Your answer must contain each line of the listing in which "from" appears, copied in full.

SOURCE MATERIAL section start

PR #395, opened 2017-10-12
Release/website fixes

### LINKED ISSUE #392: Automatically cross-publish sbt plugin
`sbt-scalafix` cross-builds correctly but the CI only publishes the 0.13 version.

olafurpg:
- Fixes #392

### DIFF
--- a/build.sbt
+++ b/build.sbt
@@ -17,12 +17,12 @@ name := {
 
 lazy val crossVersions = Seq(scala211, scala212)
 
-// Custom scalafix release command. Tried sbt-release but didn't play well with sbt-doge.
-commands += Command.command("release") { s =>
+commands += Command.command("ci-release") { s =>
   "clean" ::
     "very publishSigned" ::
-    "sonatypeRelease" ::
-    "gitPushTag" ::
+    "^^ 1.0.2 " ::
+    "scalafix-sbt/publishSigned" ::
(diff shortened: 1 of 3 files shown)


build.sbt
```diff
@@ -17,12 +17,12 @@ name := {
...
 lazy val crossVersions = Seq(scala211, scala212)
 
-// Custom scalafix release command. Tried sbt-release but didn't play well with sbt-doge.
-commands += Command.command("release") { s =>
+commands += Command.command("ci-release") { s =>
   "clean" ::
     "very publishSigned" ::
-    "sonatypeRelease" ::
-    "gitPushTag" ::
+    "^^ 1.0.2 " ::
```
gabro: doesn't this publish only 1.0.2? Shouldn't it be `^ scalafix-sbt/publishSigned :: sonatypeReleaseAll`?

olafurpg: `very publishSigned` publishes the 0.13 version

gabro: Ah ok, I'm still fairly surprised that ^ publishSigned doesn't do what I thought :(

olafurpg: The way I understand it, `^` will aggregate `sbtCrossVersions` like `very` does for `crossScalaVersions`. I haven't found a way to combine the two with `^ very publishSigned`, this was the easiest solution I could think of.

Issue #393, opened 2017-10-11
Website chores


gabro:
- [x] add `noPublish`
- [x] use 2.12 for building the website (so that apidocs are for 2.12, which is much nicer)
- [ ] test against 404 links in CI (maybe using something like http://digitaldrummerj.me/jekyll-validating-links-and-images/ or https://www.npmjs.com/package/broken-link-checker)
- [ ] get prettier thumbnail 

<img width="647" alt="screen shot 2017-10-21 at 12 06 17" src="https://user-images.githubusercontent.com/1408093/31850749-44c2446c-b658-11e7-951c-2ba7eea5e156.png">

olafurpg:
The website has now been ported to docusaurus! We still haven't integrated 404 link checking, but mdoc does validate that local hyperlinks point to existing sections :)

PR #404, opened 2017-10-27
Publish using 2.12.3 on the CI (this fixes the Scaladoc version issue)

gabro:
I just switched to 2.12.3 the entire CI job. I don't see any obvious drawback, since we're running the slow version on scala 2.11.11 anyway.

This fixes the issue with the version of Scaladoc used (reported in #393)

### DIFF
--- a/.travis.yml
+++ b/.travis.yml
@@ -7,9 +7,9 @@ env:
   matrix:
   - CI_TEST: ci-fast
     CI_SCALA_VERSION: 2.11.11
-    CI_PUBLISH: true
   - CI_TEST: ci-fast
     CI_SCALA_VERSION: 2.12.3
+    CI_PUBLISH: true
   - CI_TEST: ci-slow
     CI_SCALA_VERSION: 2.11.11
   - CI_TEST: scalafmt


.travis.yml
```diff
@@ -6,7 +6,7 @@ jdk:
 env:
   matrix:
   - CI_TEST: ci-fast
-    CI_SCALA_VERSION: 2.11.11
+    CI_SCALA_VERSION: 2.12.3
```
olafurpg: This disables ci for 2.11, can we move ci_publish to 2.12 entry instead?

gabro: doesn't the CI run anyway (although in "slow" mode?)

gabro: anyway, yes, your solution makes much more sense. Done.

.travis.yml
```diff
@@ -6,7 +6,7 @@ jdk:
...
     CI_PUBLISH: true
   - CI_TEST: ci-fast
     CI_SCALA_VERSION: 2.12.3
```
olafurpg: This entry here runs tests in 2.12 but no publish, we should run ci_publish here

PR #409, opened 2017-11-01
Add --tool-classpath to cli for file: and class: protocols.

### LINKED ISSUE #383: --tool-classpath to extend classpath when classloading custom rules
Currently, the cli uses the cli's it's own classpath when classloading custom rules. It would be nice if the cli supported --tool-classpath flag (name up for debate) to pass in a custom classpath with for example additional library dependencies.

olafurpg:
Previously, you needed to include the classpath as part of the scalafix
cli binary in order to use 3rd party dependencies. This commit makes it
possible to use the same scalafix binary with a custom classpath for
loading rules.

Fixes #383

### DIFF
--- a/scalafix-core/shared/src/main/scala/scalafix/internal/config/LazySemanticdbIndex.scala
+++ b/scalafix-core/shared/src/main/scala/scalafix/internal/config/LazySemanticdbIndex.scala
@@ -12,20 +12,20 @@ import org.langmeta.io.AbsolutePath
 // the moment we instantiate the rule.
 //type LazySemanticdbIndex = RuleKind => Option[SemanticdbIndex]
 class LazySemanticdbIndex(
-    f: RuleKind => Option[SemanticdbIndex],
-    val reporter: ScalafixReporter,
-    val workingDirectory: AbsolutePath
+    f: RuleKind => Option[SemanticdbIndex] = _ => None,
+    val reporter: ScalafixReporter = ScalafixReporter.default,
+    // The working directory when compiling file:relativepath/
+    val workingDirectory: AbsolutePath = AbsolutePath.workingDirectory,
+    // Additional classpath entries to use when compiling/classloading rules.
+    val toolClasspath: List[AbsolutePath] = Nil
 ) extends Function[RuleKind, Option[SemanticdbIndex]] {
   override def apply(v1: RuleKind): Option[SemanticdbIndex] = f(v1)
 }
 
 object LazySemanticdbIndex {
-  lazy val empty = new LazySemanticdbIndex(
-    _ => None,
-    ScalafixReporter.default,
-    AbsolutePath.workingDirectory)
+  lazy val empty = new LazySemanticdbIndex()
   def apply(
       f: RuleKind => Option[SemanticdbIndex],
       cwd: AbsolutePath = AbsolutePath.workingDirectory): LazySemanticdbIndex =
-    new LazySemanticdbIndex(f, ScalafixReporter.default, cwd)
+    new LazySemanticdbIndex(f, ScalafixReporter.default, cwd, Nil)
 }
--- a/scalafix-core/shared/src/main/scala/scalafix/internal/config/ScalafixMetaconfigReaders.scala
+++ b/scalafix-core/shared/src/main/scala/scalafix/internal/config/ScalafixMetaconfigReaders.scala
@@ -1,6 +1,7 @@
 package scalafix
 package internal.config
 
+import java.io.File
 import scala.meta.Ref
 import scala.meta._
 import scala.meta.parsers.Parse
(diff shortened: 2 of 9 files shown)


scalafix-reflect/src/main/scala/scalafix/internal/reflect/ScalafixToolbox.scala
```diff
@@ -39,6 +47,14 @@ class ScalafixToolbox {
       code: Input,
       index: LazySemanticdbIndex): Configured[Rule] =
     synchronized {
```
xeno-by: Unrelated, but I'm wondering whether getRule itself should be synchronized.

scalafix-core/shared/src/main/scala/scalafix/internal/config/LazySemanticdbIndex.scala
```diff
@@ -12,20 +12,20 @@ import org.langmeta.io.AbsolutePath
 // the moment we instantiate the rule.
 //type LazySemanticdbIndex = RuleKind => Option[SemanticdbIndex]
 class LazySemanticdbIndex(
-    f: RuleKind => Option[SemanticdbIndex],
-    val reporter: ScalafixReporter,
-    val workingDirectory: AbsolutePath
+    f: RuleKind => Option[SemanticdbIndex] = _ => None,
+    val reporter: ScalafixReporter = ScalafixReporter.default,
+    // The working directory when compiling file:relativepath/
```
xeno-by: Oh, looks like the fix to the bug that I mentioned the other day! 👍

scalafix-core/shared/src/main/scala/scalafix/internal/config/ScalafixMetaconfigReaders.scala
```diff
@@ -25,6 +28,7 @@ import metaconfig.Configured.Ok
 import scalafix.internal.config.MetaconfigParser.{parser => hoconParser}
 import scalafix.internal.rule.ConfigRule
 import scalafix.patch.TreePatch
+import org.scalameta.logger
```
xeno-by: Ah the good old extraneous `org.scalameta.logger` :)

scalafix-core/shared/src/main/scala/scalafix/internal/config/ScalafixMetaconfigReaders.scala
```diff
@@ -132,7 +136,14 @@ trait ScalafixMetaconfigReaders {
   def classloadRuleDecoder(index: LazySemanticdbIndex): ConfDecoder[Rule] =
     ConfDecoder.instance[Rule] {
       case UriRuleString("scala" | "class", fqn) =>
-        ClassloadRule(fqn, classloadRule(index))
+        val classloader =
+          if (index.toolClasspath.isEmpty) ClassloadRule.defaultClassloader
+          else {
+            val urls =
+              index.toolClasspath.iterator.map(_.toURI.toURL).toArray
+            new URLClassLoader(urls, ClassloadRule.defaultClassloader)
```
xeno-by: Yep, that's exactly what we need!

scalafix-core/shared/src/main/scala/scalafix/internal/util/ClassloadRule.scala
```diff
@@ -115,7 +115,7 @@ class ClassloadRule[T](classLoader: ClassLoader)(implicit ev: ClassTag[T]) {
 }
 
 object ClassloadRule {
-  lazy val defaultClassloader = getClass.getClassLoader
+  def defaultClassloader: ClassLoader = getClass.getClassLoader
```
xeno-by: Why is this no longer lazy?

scalafix-core/shared/src/main/scala/scalafix/internal/config/ScalafixMetaconfigReaders.scala
olafurpg: Yes, I should make it a top-level package like `pprint` so I don't have to import anything 😅

scalafix-core/shared/src/main/scala/scalafix/internal/util/ClassloadRule.scala
olafurpg: not necessary change, just remove lazy because lazy should only be used when necessary.

scalafix-reflect/src/main/scala/scalafix/internal/reflect/ScalafixToolbox.scala
olafurpg: Hmm, I'm not sure. I recall this was enough to handle my manual tests running compilation for 20 project concurrently.

scalafix-core/shared/src/main/scala/scalafix/internal/config/LazySemanticdbIndex.scala
olafurpg: You will also be happy to know sbt-scalafix `file:` tab completes absolute paths and `..` paths! #408

PR #411, opened 2017-11-01
Migrate to utest

### LINKED ISSUE #339: Port scalafix-testkit to utest
If I remove all tokens from an input file to testkit, then I get the following error

```scala
[info] - scala/app/domain/entity.scala *** FAILED ***
[info]   java.util.NoSuchElementException: None.get
[info]   at scala.None$.get(Option.scala:349)
[info]   at scala.None$.get(Option.scala:347)
[info]   at scalafix.testkit.SemanticRuleSuite$.stripTestkitComments(SemanticRuleSuite.scala:20)
[info]   at scalafix.testkit.SemanticRuleSuite.$anonfun$runOn$1(SemanticRuleSuite.scala:123)
[info]   at scala.runtime.java8.JFunction0$mcZ$sp.apply(JFunction0$mcZ$sp.java:12)
```

Here 
https://github.com/scalacenter/scalafix/blob/c0a26983514599172b30e515c9b2029cd92e1f64/scalafix-testkit/src/main/scala/scalafix/testkit/SemanticRuleSuite.scala#L23
we can return a bogus token `.getOrElse("".tokenize.get(0))` instead of calling `.get`

olafurpg:
- remove dependency on scalatest
- remove ONLY hack from scalafix-testkit, thanks to ability to target
  individual test with testOnly in utest.
- cleaner test names for simpler testOnly
- highlight stacktraces from scalafix namespace

Fixes #339


olafurpg:
The main motivation for this change was to fix #339. Scalafix-testkit had features that can be replaced with utest, those features had bugs so instead of fixing the bugs I ported the tests to utest instead. This brings lots of nice improvements, for example prettier reports and stack traces

screen shot 2017-11-01 at 17 55 38

screen shot 2017-11-01 at 17 29 50

wdyt?

project/Dependencies.scala
```diff
@@ -23,6 +23,7 @@ object Dependencies {
 
   def scalameta = Def.setting("org.scalameta" %%% "contrib" % scalametaV)
   def scalatest = Def.setting("org.scalatest" %%% "scalatest" % "3.0.0")
```
gabro: why is scalatest still a dependency? Is it used elsewhere?

olafurpg:
I updated the PR to keep source-compatibility with the g8 template. Although I'm personally excited about this change, I think it's best to let it wait until 0.6. We should focus instead on non-breaking improvements.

SOURCE MATERIAL section end

**RESPONSE AREA:**
If I remove all tokens from an input file to testkit, then I get the following error
- remove ONLY hack from scalafix-testkit, thanks to ability to target
- highlight stacktraces from scalafix namespace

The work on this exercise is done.